_THE TASK:_ Every line of the records below that holds the word "custom" should be copied out.

[EXTRACTED DATA — start]

PR #3253, opened 2024-04-15
Addresses #3252 NTR trophoblast island

aleixpuigb:
Fixes #3252 NTR trophoblast island
Names in Orcid are dissappearing, maybe a problem importing Orcidio

PR #3257, opened 2024-04-17
Fix ORCID individuals import

anitacaron:
Related to #3253 (ORCID names are being removed in diff)

I chose to have a separate import because the merged_import excludes individuals, and I wanted to enable this only for Orcidio. I created a custom rule for `imports/orcidio_import.owl` and imported it in `uberon-edit.obo`.

What do you think?

### DIFF
--- a/src/ontology/uberon.Makefile
+++ b/src/ontology/uberon.Makefile
@@ -438,13 +438,20 @@ all_local_imports:
 endif
 
 # ----------------------------------------
-# EXTRACT ORCIDs
+# EXTRACT ORCIDs INDIVIDUALS
 # ----------------------------------------
 
 # Extract ORCID from dcterms:contributor annotations
-$(IMPORTDIR)/orcidio_terms_combined.txt: $(SRCMERGED)
+$(IMPORTDIR)/orcidio_terms_combined.txt: $(SRC)
 	$(ROBOT) query -f csv -i $< --query ../sparql/orcids.sparql $@.tmp &&\
 	cat $@.tmp | sort | uniq >  $@
+
+# Create orcidio_import.owl to extract individuals excluded in the merged_import.owl
+$(IMPORTDIR)/orcidio_import.owl: $(MIRRORDIR)/orcidio.owl $(IMPORTDIR)/orcidio_terms_combined.txt
+	if [ $(IMP) = true ]; then $(ROBOT) query -i $< --update ../sparql/preprocess-module.ru \
+    extract -T $(IMPORTDIR)/orcidio_terms_combined.txt --copy-ontology-annotations true --force true --individuals include --method STAR \
+	query --update ../sparql/postprocess-module.ru \
+	$(ANNOTATE_CONVERT_FILE); fi
 
 
 # ----------------------------------------
--- a/src/ontology/uberon.Makefile
+++ b/src/ontology/uberon.Makefile
@@ -437,6 +437,15 @@ all_local_imports:
 
 endif
 
+# ----------------------------------------
+# EXTRACT ORCIDs
+# ----------------------------------------
+
+# Extract ORCID from dcterms:contributor annotations
+$(IMPORTDIR)/orcidio_terms_combined.txt: $(SRCMERGED)
+	$(ROBOT) query -f csv -i $< --query ../sparql/orcids.sparql $@.tmp &&\
+	cat $@.tmp | sort | uniq >  $@
+
 
 # ----------------------------------------
 # UNRELEASED PRODUCTS
--- a/src/ontology/uberon.Makefile
+++ b/src/ontology/uberon.Makefile
@@ -448,9 +448,7 @@ $(IMPORTDIR)/orcidio_terms_combined.txt: $(SRC)
 
 # Create orcidio_import.owl to extract individuals excluded in the merged_import.owl
 $(IMPORTDIR)/orcidio_import.owl: $(MIRRORDIR)/orcidio.owl $(IMPORTDIR)/orcidio_terms_combined.txt
-	if [ $(IMP) = true ]; then $(ROBOT) query -i $< --update ../sparql/preprocess-module.ru \
-    extract -T $(IMPORTDIR)/orcidio_terms_combined.txt --copy-ontology-annotations true --force true --individuals include --method STAR \
-	query --update ../sparql/postprocess-module.ru \
+	if [ $(IMP) = true ]; then $(ROBOT) filter -i $< -T $(IMPORTDIR)/orcidio_terms_combined.txt --trim false \
 	$(ANNOTATE_CONVERT_FILE); fi
 
 
--- a/src/sparql/orcids.sparql
+++ b/src/sparql/orcids.sparql
@@ -1,0 +1,7 @@
+PREFIX rdf: <http://www.w3.org/1999/02/22-rdf-syntax-ns#>
+prefix owl: <http://www.w3.org/2002/07/owl#>
+SELECT DISTINCT ?orcid
+WHERE {
+  ?term <http://purl.org/dc/terms/contributor> ?orcid . 
+  FILTER(isIRI(?term))
+}
--- a/.gitignore
+++ b/.gitignore
@@ -219,3 +219,4 @@ src/ontology/subsets/*.obo
 src/ontology/subsets/*.owl
 src/ontology/subsets/*.tsv
 src/ontology/imports/*_import.owl
+!src/ontology/imports/orcidio_import.owl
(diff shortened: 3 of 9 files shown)


src/ontology/uberon.Makefile
```diff
@@ -437,6 +437,22 @@ all_local_imports:
...
+
+# Extract ORCID from dcterms:contributor annotations
+$(IMPORTDIR)/orcidio_terms_combined.txt: $(SRC)
+	$(ROBOT) query -f csv -i $< --query ../sparql/orcids.sparql $@.tmp &&\
+	cat $@.tmp | sort | uniq >  $@
+
+# Create orcidio_import.owl to extract individuals excluded in the merged_import.owl
+$(IMPORTDIR)/orcidio_import.owl: $(MIRRORDIR)/orcidio.owl $(IMPORTDIR)/orcidio_terms_combined.txt
+	if [ $(IMP) = true ]; then $(ROBOT) query -i $< --update ../sparql/preprocess-module.ru \
+    extract -T $(IMPORTDIR)/orcidio_terms_combined.txt --copy-ontology-annotations true --force true --individuals include --method STAR \
```
matentzn, line 452: surprised this does not include _all_ individuals in Orcidio.. Usually, individuals are considered "global" by SLME and therefore included by default (even if they are not in the signature file).

src/sparql/orcids.sparql
```diff
@@ -0,0 +1,7 @@
+PREFIX rdf: <http://www.w3.org/1999/02/22-rdf-syntax-ns#>
+prefix owl: <http://www.w3.org/2002/07/owl#>
+SELECT DISTINCT ?orcid
+WHERE {
+  ?term <http://purl.org/dc/terms/contributor> ?orcid . 
+  FILTER(isIRI(?term))
```
matentzn, line 6: This constraint could miss oio:hasDbXrefs on defs, FYI

matentzn (dismissed):

src/sparql/orcids.sparql
anitacaron: I might be redundant.

src/ontology/uberon.Makefile
gouttegd: Are we sure the observed behaviour is not a bug in either ROBOT or the OWL API then?

My understanding of the documentation for ROBOT’s `extract` command (“When using the SLME method of extraction, all individuals (ABox axioms) and their class types (the TBox axioms they depend on) are included by default.”) is that indeed we should get individuals – regardless of the type of module.

I’m trying to have a look at what the code is actually doing, but I find the logic of the `SyntacticLocalityModuleExtractor` quite hard to follow…

gouttegd: In fact I am not even sure whether ROBOT `extract` is _supposed_ to be usable for extracting individuals.

According to the [folks at Manchester University](http://owl.cs.manchester.ac.uk/research/modularity/), “a locality-based module M is a subset of the axioms in an ontology O, and is extracted from O for a set S of terms (**class or property names**)” (emphasis mine). So did they just forget to mention individuals here? Or is SLME really not designed to be able to extract a module from a set of **individual** names?

gouttegd: Also, is it expected that the extracted module does not contain the class assertions? None of the individuals in the `orcidio_import.owl` module have a type. In the original `orcidio.owl` ontology the individuals are asserted to be instances of `NCBITaxon:9606`.

OK, it may not be a great loss of information (we don’t expect the contributors to be of another species than NCBITaxon:9606, do we? :D ), but it means we end up with all the individuals “dangling”, not attached to any class. It does not look great.

matentzn: > Or is SLME really not designed to be able to extract a module from a set of individual names?

Exactly, from the perspective of SLME, individuals are part of any "sub-domain" (module), regardless of whether they "touch" the list of terms provided. 

IMO the correct module type here is simply "filter", maybe "minimal". Both are build into ODK (you can steal the recipe from there), and boths should have the desired effect.

Note that I think right now the import, since its not officially registered with ODK, need to be manually refreshed, i.e. none of the usual processes will refresh it..

gouttegd: > Note that I think right now the import, since its not officially registered with ODK, need to be manually refreshed, i.e. none of the usual processes will refresh it..

Er, `orcidio` _is_ declared as a proper import:

```yaml
import_group:
  products:
    - id: orcidio
      mirror_from: https://w3id.org/orcidio/orcidio.owl
      base_iris:
        - https://orcid.org
```

In my tests the local `orcidio.owl` mirror was correctly refreshed as needed.

gouttegd: > Exactly, from the perspective of SLME, individuals are part of any "sub-domain" (module), regardless of whether they "touch" the list of terms provided.

If so, then how comes that we get the individuals or not depending on the type of SLME module we use?

Because I confirm Anita’s observations: with `--method BOT`, the module contains _all_ the individuals (which is the normal behaviour, according to both ROBOT’s documentation and what you say); but with `--method STAR`, I only get the individuals listed in the seed. From what you say, this is _not_ normal.

I have not seen any hint anywhere (in ROBOT’s documentation or in the references for SLME) that the STAR method should behave differently than the others regarding the inclusion of individuals. So, I suspect in bug in ROBOT’s (or the OWL API’s) implementation of STAR.

gouttegd: My (rudimentary) understanding of the STAR method, as described [here](https://www.informatik.uni-bremen.de/tdki/users/schneidt/publ/ssz09_insep_report.pdf), is that it consists in chaining a TOP extraction and a BOTTOM extraction, and doing so repeatedly until it no longer makes any difference on the size of the module (meaning the module cannot be reduced any further). I don’t see how this would explain the observed effects on individuals, if it is true that individuals are always considered to be part of any module anyway.

anitacaron: Actually, first I tried the same recipe available in RO. It only gets the ORCIDs in the seed. But it didn't work here.

https://github.com/oborel/obo-relations/blob/f0994da3b621d7284848abb02803d5f7f27a3ac0/src/ontology/Makefile#L422-L428

anitacaron: If I try the same recipe here, it only gets the individual declarations.

matentzn: > Er, orcidio is declared as a proper import:

Oops, ok. Then it will sort of also appear as part of `merged_import.owl` no?

Anyways I didnt mean to distract here, maybe STAR has a bug, maybe not; I think filter is more appropriate.

anitacaron:
Can I please merge this PR and move the discussion to another place?

src/ontology/uberon.Makefile
anitacaron: > Oops, ok. Then it will sort of also appear as part of merged_import.owl no?

No, as I said before, the individuals are excluded in the merged_import.
https://github.com/obophenotype/uberon/blob/911720b9aafb05afdb436ea6e31b83a443d9de87/src/ontology/uberon-odk.yaml#L33

matentzn: Ahhh sorry. Too much comms at the moment. Thanks for the patience and sorry for the duh.

anitacaron:
I can change it to BOT and then get all individuals, which is the expected behaviour.

gouttegd:
But then _all_ the individuals defined in `orcidio` would end up in the `orcidio_import.owl` module, including those who have nothing to do with Uberon.

gouttegd:
This works as I believe it should:

```
robot filter -i mirror/orcidio.owl -T imports/orcidio_terms_combined.txt --trim false  -o imports/orcidio_import.owl
```

src/ontology/uberon.Makefile
```diff
@@ -437,6 +437,20 @@ all_local_imports:
...
+# ----------------------------------------
+
+# Extract ORCID from dcterms:contributor annotations
+$(IMPORTDIR)/orcidio_terms_combined.txt: $(SRC)
+	$(ROBOT) query -f csv -i $< --query ../sparql/orcids.sparql $@.tmp &&\
+	cat $@.tmp | sort | uniq >  $@
+
+# Create orcidio_import.owl to extract individuals excluded in the merged_import.owl
+$(IMPORTDIR)/orcidio_import.owl: $(MIRRORDIR)/orcidio.owl $(IMPORTDIR)/orcidio_terms_combined.txt
+	if [ $(IMP) = true ]; then $(ROBOT) filter -i $< -T $(IMPORTDIR)/orcidio_terms_combined.txt --trim false \
```
gouttegd, line 451: In the future, I would like us to adopt more broadly the practice of using Make conditionals instead of shell conditionals; Make conditionals are more efficient and easier to read.

gouttegd (approved):
Looks good.

You don’t need to do anything about my remark regarding the use of Make conditionals. It’s something we can do later, maybe by doing a single overhauling pass over the custom Makefile to replace _all_ shell conditionals in one step.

[EXTRACTED DATA — finish]

_RESULT:_
I chose to have a separate import because the merged_import excludes individuals, and I wanted to enable this only for Orcidio. I created a custom rule for `imports/orcidio_import.owl` and imported it in `uberon-edit.obo`.
You don’t need to do anything about my remark regarding the use of Make conditionals. It’s something we can do later, maybe by doing a single overhauling pass over the custom Makefile to replace _all_ shell conditionals in one step.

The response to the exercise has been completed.